Swarthmore College Department of Computer Science

Talk by Alison Norman, Department of Computer Science at the University of Texas at Austin

Towards Scalable Checkpointing in Supercomputing Applications
Thursday, February 17, 2011
SCI 240, 4:00 pm (refreshments at 3:45)

Abstract

Long-running parallel applications must occasionally save their state in a "checkpoint"; this is necessary to enable recovery of the computation after any failure in software, hardware, or environment (e.g. power). But, current checkpointing methods are becoming untenable for large-scale parallel applications on supercomputers. Many applications checkpoint all the parallel processes simultaneously---a technique that is easy to implement but can saturate the network and file system, causing a significant increase in checkpoint overhead.

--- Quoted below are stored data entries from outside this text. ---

PR #3047, opened 2017-01-05
Change wording in the quick installer callback plugin

tbielawa:
* Old wording only considered skipped plays (reducing the play count)
* New wording accounts for dynamically included plays (increasing the
  play count)

[[quick install]the number of completed plays is bigger than the expected number](https://bugzilla.redhat.com/show_bug.cgi?id=1388739)


tbielawa:
aos-ci-test

PR #3049, opened 2017-01-05
logging-deployer fixes from origin-aggregated-logging/#317

sdodson:
https://github.com/openshift/origin-aggregated-logging/pull/317


sdodson:
@ewolinetz pulled from your PR, mind checking the v1.3 content isn't missing some other fixes? It's missing one of the roles from v1.4

ewolinetz:
@sdodson that is correct, that new role was created as part of 1.4 since we updated the `openshift-elasticsearch-plugin` to read cluster role bindings to determine if a user was a cluster-admin|cluster-reader for that version.

PR #3057, opened 2017-01-09
Serial master upgrade

dgoodwin:
This was the start of my 3.5 upgrade work which will need to be set aside. For ops needs the goal was to get more of master upgrade done serially instead of a bunch of modifications in parallel, then serially restarting services/servers later. 

To accomplish it looked best and preferrable to move the validation of the restart policy to pre-upgrade, and update the standalone restart playbooks accordingly.


ashcrow:
aos-ci-test

sdodson:
This sure sounds like an ansible regression in 2.2.1.0.

```
TASK [openshift_master : set_fact] *********************************************
An exception occurred during task execution. To see the full traceback, use -vvv. The error was: RepresenterError: cannot represent an object: deny_all
fatal: [10.8.171.155]: FAILED! => {"failed": true, "msg": "Unexpected failure during module execution.", "stdout": ""}
```

sdodson:
downgraded to 2.2.0.0 and re-running

sdodson:
aos-ci-test

playbooks/common/openshift-cluster/upgrades/upgrade_control_plane.yml
```diff
@@ -27,16 +27,8 @@
...
-  include: ./etcd/main.yml
-
-- name: Upgrade master packages
-  hosts: oo_masters_to_config
-  roles:
-  - openshift_facts
-  tasks:
-  - include: rpm_upgrade.yml component=master
-    when: not openshift.common.is_containerized | bool
+  #- name: Upgrade and backup etcd
```
ashcrow: Is including ``etcd/main.yml`` for backing up no longer needed?

dgoodwin: Very bad mistaken commit. :) My bad, I will yank it.

ashcrow:
aos-ci-test

playbooks/common/openshift-cluster/upgrades/upgrade_control_plane.yml
sdodson: In the future we should consider splitting etcd upgrade out of control plane, it's really more like "Database". But fine to keep it for now until we find that it creates problems.

mtnbikenc:
aos-ci-test

ashcrow:
The changes make sense to me.

ingvagabund:
The patch looks good (given my incomplete knowledge of the code). How does the change impact performance? Though this impacts only the control plane, the complexity of the upgrade shifts from constant to linear (given a number of master nodes). Given 20 nodes (why make 20 master nodes anyway?) this could take some time. What is the number of masters in common/expected HA cluster deployment?

playbooks/common/openshift-master/restart_services.yml
```diff
@@ -8,19 +8,19 @@
   service:
     name: "{{ openshift.common.service_type }}-master-api"
     state: restarted
-  when: openshift_master_ha | bool and openshift.master.cluster_method != 'pacemaker'
```
dgoodwin: Yeah pacemaker is no longer supported.

playbooks/byo/openshift-cluster/upgrades/v3_4/upgrade.yml
```diff
@@ -66,6 +66,10 @@
   tags:
   - pre_upgrade
 
+- include: ../../../../common/openshift-master/validate_restart.yml
```
dgoodwin: It's some logic that was pre-existing but was deep into the upgrade, it made sense on two fronts to push this further up into the upgrade before we make any real changes to validate the state of things, rather than letting it fail midway. 

The most valuable thing it does is make sure you're not trying to restart entire systems, while running ansible on one of them. (which would kill the whole upgrade)

dgoodwin:
Performance wise it will be a little slower as the master package updates go from parallel to serial, but indeed as far as I know virtually nobody ever goes beyond 3 masters and would have very little reason to do so, so I think this is probably a worthy tradeoff. The package updates indeed could trigger a lot of things happening so it's much safer to have it happen per master when that system is ideally taken out of the load balancer.

playbooks/byo/openshift-cluster/upgrades/v3_3/upgrade.yml
```diff
@@ -66,6 +66,10 @@
   tags:
   - pre_upgrade
 
+- include: ../../../../common/openshift-master/validate_restart.yml
```
dgoodwin: Moved both of these to the prior commit.

ashcrow:
Odd that CI hasn't reported status ...

sdodson:
I believe that's because commits have been pushed since the last run started. I think github invalidates tests as soon as new commits are pushed.

sdodson:
aos-ci-test

ashcrow:
aos-ci-test

PR #3059, opened 2017-01-09
Use registry.access.redhat.com/rhel7/etcd instead of etcd3

sdodson:


andrewklau:
@sdodson I'm just curious, does this mean 1.4 won't be using etcd3 yet?

sdodson:
It will use etcd v2 API but we're trying to get everyone to the latest
packages. The upgrade playbook will upgrade to the latest version of etcd
image which will soon be 3.0.15. The etcd3 image will never be updated
again. I was trying to avoid implementing [short lived] conditional logic
but that meant I had to go with a version that won't be available until
next week.

On Jan 13, 2017 8:43 PM, "Andrew Lau" <notifications@github.com> wrote:

@sdodson <https://github.com/sdodson> I'm just curious, does this mean 1.4
won't be using etcd3 yet?

—
<https://github.com/openshift/openshift-ansible/pull/3059#issuecomment-272591564>,
or mute the thread

andrewklau:
Makes sense, thanks!

PR #2240, opened 2016-07-29
Speed Improvements

abutcher:

PR #3060, opened 2017-01-09
Return role dependencies to roles for openshift_{hosted,master,node}

abutcher:
Undoes #2240 in which role dependencies were moved to playbooks to improve run speed w/ ansible 2.1.


abutcher:
aos-ci-test

ashcrow:
I did some smoke testing on this as well. Worked fine :+1:.

detiber:
@abutcher what is the performance diff with this vs the current approach?

abutcher:
@detiber about the same

```
Dependencies in playbook: 11:06.71
Dependencies in role meta: 10:54.38
```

This talk introduces "compiler-assisted staggered checkpointing", where processes can checkpoint at different places in the application text, thereby reducing contention for the network and file system. Placing staggered checkpoints is algorithmically challenging since the number of possible solutions is enormous and the number of desirable solutions is small, but we have developed a compiler algorithm that both places staggered checkpoints in an application and ensures that the solution is desirable. This algorithm successfully places staggered checkpoints in parallel applications configured to use tens of thousands of processes. For our benchmarks, this algorithm successfully finds and places checkpoints that are significantly faster than the current state of the art.